**Work item**
Write each entry out again, exactly as it is written.

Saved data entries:
PR #1832, opened 2021-06-15
ctx to WithFilters

bheni:


zachmu (approved):
Add some type assertions if they don't already have it, otherwise LGTM

Issue #1838, opened 2021-06-16
cat / diff leave output colored after SIGINT 


CaptainStabs:
After killing a `dolt diff` or `dolt conflicts cat` output using SIGINT, the terminal remains the last color used. 
![image](https://user-images.githubusercontent.com/40151222/122301120-3d2ee380-cece-11eb-8018-fe8a2aa5f62f.png)

Tested on:

Microsoft Windows 10 Home, Version 10.0.19042 Build 19042
@timsehn [says](https://discord.com/channels/746150696465727668/746152112169287760/854844182228893706) he's seen it on MacOs

VinaiRachakonda:
Closing since pr was merged in

PR #1842, opened 2021-06-17
reset output colors before exiting when interrupt encountered

bheni:


CaptainStabs:
Related to issue #1838

CaptainStabs:
Just tested, works on windows, but with a severe loss of responsivity (Nearly 16 seconds after SIGINT is first pressed)

go/cmd/dolt/cli/stdio.go
```diff
@@ -19,13 +19,27 @@ import (
...
 
+var outputClosed uint64
+
+func CloseOutput() {
+	if atomic.CompareAndSwapUint64(&outputClosed, 0, 1) {
+		fmt.Fprintln(CliOut)
+	}
+}
+
+func outputIsCLosed() bool {
```
zachmu, line 38: CLosed => Closed

zachmu (approved):
LGTM

bheni:
@CaptainStabs I've merged this to master.

In order to write colored output to the command line, we use [ansi escape codes](https://en.wikipedia.org/wiki/ANSI_escape_code).  These codes are interpreted by the terminal window that renders the output.  When an ansi escape code is encountered the terminal window will change the color of the text that is written until more ansi escape codes are encountered changing the color to something new, or back to the default.

As Dolt writes text to standard out it is buffered.  Depending on the os and setup there could be a lot of text buffered to be written to standard out, and at the point that ctrl-c is hit.  If the program terminates immediately you are left in a state where your terminal window may still be actively writing colored text.  This change prevents further text from being written to standard out, and writes the ansi control codes to change the text back to the default.  The issue is that for these ansi control codes to be interpreted all the text that's already been buffered needs to be flushed.  That can lead to it feeling less responsive when you hit ctrl-c as it flushes and resets the text color.

With this change you have to options:
 1. Send sigint (ctrl+c) and know that your terminal colors will be reset but it may take a little time to flush
 2. Send sigterm (pkill / kill command in linux, not sure in windows) to kill dolt immediately, but your text color may not be properly reset as your terminal window will be left writing whatever color it wrote last.

PR #1861, opened 2021-06-25
Db/visit level order

coffeegoddd:


go/store/types/map_test.go
```diff
@@ -2109,3 +2109,34 @@ func TestMapWithNil(t *testing.T) {
...
+	d.PanicIfError(err)
+
+	actualChunkHashes := make([]hash.Hash, 0)
+	_, _, err = VisitMapLevelOrderSized([]Map{m}, 37624, func(h hash.Hash) (int64, error) {
+		actualChunkHashes = append(actualChunkHashes, h)
+		return 0, nil
+	})
+	d.PanicIfError(err)
+
+	assert.Equal(expectedChunkHashes, actualChunkHashes)
```
reltuk, line 2141: Might want to sort these, and add another case where you test `VisitMapLevelOrderSized` with a real small limit like `2`, just to make sure everything is proceeding as expected.

reltuk (approved):
LGTM!

PR #1866, opened 2021-06-28
Remote system table

max-hoffman:
todo:
- delete remote test
- maybe engine tests
- fix copied docstrings
- maybe fix the janky repo state reader, seems like i should use `dEnv`


integration-tests/bats/system-tables.bats
```diff
@@ -137,6 +143,25 @@ teardown() {
...
+
+    run dolt sql -q "select count(*) from dolt_remotes"
+    [ $status -eq 0 ]
+    [[ "$output" =~ 1 ]] || false
+
+    regex='file://.*/remote'
+    run dolt sql -q "select * from dolt_remotes" -r csv
+    [ $status -eq 0 ]
+    [[ "${lines[0]}" = name,url,fetch_specs,params ]] || false
+    [[ "${lines[1]}" =~ origin,file://.*/remote,[refs/heads/*:refs/remotes/origin/*,map[] ]] || false
```
max-hoffman, line 162: @zachmu keep fetch specs and params? reformat the string output? drop one or both?

timsehn:
Make sure when you ship this to add a section in the documentation.

PR #1873, opened 2021-06-29
Fix csv export types

max-hoffman:
- JSON strings were not serialized in CSV writing
- convert Dolt rows to SQL Rows, and lean on the `SqlColToStr` to correctly parse values to strings.
- manually handle nil values to match bats tests CSV export format


Hydrocharged (approved):
LGTM!

PR #1924, opened 2021-07-16
[no-release-notes] go/store/datas: FindCommonAncestor uses heap.

reltuk:


reltuk:
Local benchmarking for the bounties use case shows this is much faster than the current implementation. Took 160 seconds on 7973 branches against the current `menus/master`. Against the same dataset, the old implementation completes 262 lookups in 160 seconds.

bheni (approved):
dope as hell

PR #1931, opened 2021-07-20
[no-release-notes] List portion of refs

tbantle22:


reltuk:
We will revisit this and thread it through service interfaces if it becomes necessary. As written I think a client with a query would have trouble distinguishing exhausting iteration budget vs. there being no results...so implementation could be improved slightly. But as is, non-paginated interfaces should scale to pretty large branch/dataset sets...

**Worked solution**
PR #1832, opened 2021-06-15
ctx to WithFilters

bheni:


zachmu (approved):
Add some type assertions if they don't already have it, otherwise LGTM

Issue #1838, opened 2021-06-16
cat / diff leave output colored after SIGINT 


CaptainStabs:
After killing a `dolt diff` or `dolt conflicts cat` output using SIGINT, the terminal remains the last color used. 
![image](https://user-images.githubusercontent.com/40151222/122301120-3d2ee380-cece-11eb-8018-fe8a2aa5f62f.png)

Tested on:

Microsoft Windows 10 Home, Version 10.0.19042 Build 19042
@timsehn [says](https://discord.com/channels/746150696465727668/746152112169287760/854844182228893706) he's seen it on MacOs

VinaiRachakonda:
Closing since pr was merged in

PR #1842, opened 2021-06-17
reset output colors before exiting when interrupt encountered

bheni:


CaptainStabs:
Related to issue #1838

CaptainStabs:
Just tested, works on windows, but with a severe loss of responsivity (Nearly 16 seconds after SIGINT is first pressed)

go/cmd/dolt/cli/stdio.go
```diff
@@ -19,13 +19,27 @@ import (
...
 
+var outputClosed uint64
+
+func CloseOutput() {
+	if atomic.CompareAndSwapUint64(&outputClosed, 0, 1) {
+		fmt.Fprintln(CliOut)
+	}
+}
+
+func outputIsCLosed() bool {
```
zachmu, line 38: CLosed => Closed

zachmu (approved):
LGTM

bheni:
@CaptainStabs I've merged this to master.

In order to write colored output to the command line, we use [ansi escape codes](https://en.wikipedia.org/wiki/ANSI_escape_code).  These codes are interpreted by the terminal window that renders the output.  When an ansi escape code is encountered the terminal window will change the color of the text that is written until more ansi escape codes are encountered changing the color to something new, or back to the default.

As Dolt writes text to standard out it is buffered.  Depending on the os and setup there could be a lot of text buffered to be written to standard out, and at the point that ctrl-c is hit.  If the program terminates immediately you are left in a state where your terminal window may still be actively writing colored text.  This change prevents further text from being written to standard out, and writes the ansi control codes to change the text back to the default.  The issue is that for these ansi control codes to be interpreted all the text that's already been buffered needs to be flushed.  That can lead to it feeling less responsive when you hit ctrl-c as it flushes and resets the text color.

With this change you have to options:
 1. Send sigint (ctrl+c) and know that your terminal colors will be reset but it may take a little time to flush
 2. Send sigterm (pkill / kill command in linux, not sure in windows) to kill dolt immediately, but your text color may not be properly reset as your terminal window will be left writing whatever color it wrote last.

PR #1861, opened 2021-06-25
Db/visit level order

coffeegoddd:


go/store/types/map_test.go
```diff
@@ -2109,3 +2109,34 @@ func TestMapWithNil(t *testing.T) {
...
+	d.PanicIfError(err)
+
+	actualChunkHashes := make([]hash.Hash, 0)
+	_, _, err = VisitMapLevelOrderSized([]Map{m}, 37624, func(h hash.Hash) (int64, error) {
+		actualChunkHashes = append(actualChunkHashes, h)
+		return 0, nil
+	})
+	d.PanicIfError(err)
+
+	assert.Equal(expectedChunkHashes, actualChunkHashes)
```
reltuk, line 2141: Might want to sort these, and add another case where you test `VisitMapLevelOrderSized` with a real small limit like `2`, just to make sure everything is proceeding as expected.

reltuk (approved):
LGTM!

PR #1866, opened 2021-06-28
Remote system table

max-hoffman:
todo:
- delete remote test
- maybe engine tests
- fix copied docstrings
- maybe fix the janky repo state reader, seems like i should use `dEnv`


integration-tests/bats/system-tables.bats
```diff
@@ -137,6 +143,25 @@ teardown() {
...
+
+    run dolt sql -q "select count(*) from dolt_remotes"
+    [ $status -eq 0 ]
+    [[ "$output" =~ 1 ]] || false
+
+    regex='file://.*/remote'
+    run dolt sql -q "select * from dolt_remotes" -r csv
+    [ $status -eq 0 ]
+    [[ "${lines[0]}" = name,url,fetch_specs,params ]] || false
+    [[ "${lines[1]}" =~ origin,file://.*/remote,[refs/heads/*:refs/remotes/origin/*,map[] ]] || false
```
max-hoffman, line 162: @zachmu keep fetch specs and params? reformat the string output? drop one or both?

timsehn:
Make sure when you ship this to add a section in the documentation.

PR #1873, opened 2021-06-29
Fix csv export types

max-hoffman:
- JSON strings were not serialized in CSV writing
- convert Dolt rows to SQL Rows, and lean on the `SqlColToStr` to correctly parse values to strings.
- manually handle nil values to match bats tests CSV export format


Hydrocharged (approved):
LGTM!

PR #1924, opened 2021-07-16
[no-release-notes] go/store/datas: FindCommonAncestor uses heap.

reltuk:


reltuk:
Local benchmarking for the bounties use case shows this is much faster than the current implementation. Took 160 seconds on 7973 branches against the current `menus/master`. Against the same dataset, the old implementation completes 262 lookups in 160 seconds.

bheni (approved):
dope as hell

PR #1931, opened 2021-07-20
[no-release-notes] List portion of refs

tbantle22:


reltuk:
We will revisit this and thread it through service interfaces if it becomes necessary. As written I think a client with a query would have trouble distinguishing exhausting iteration budget vs. there being no results...so implementation could be improved slightly. But as is, non-paginated interfaces should scale to pretty large branch/dataset sets...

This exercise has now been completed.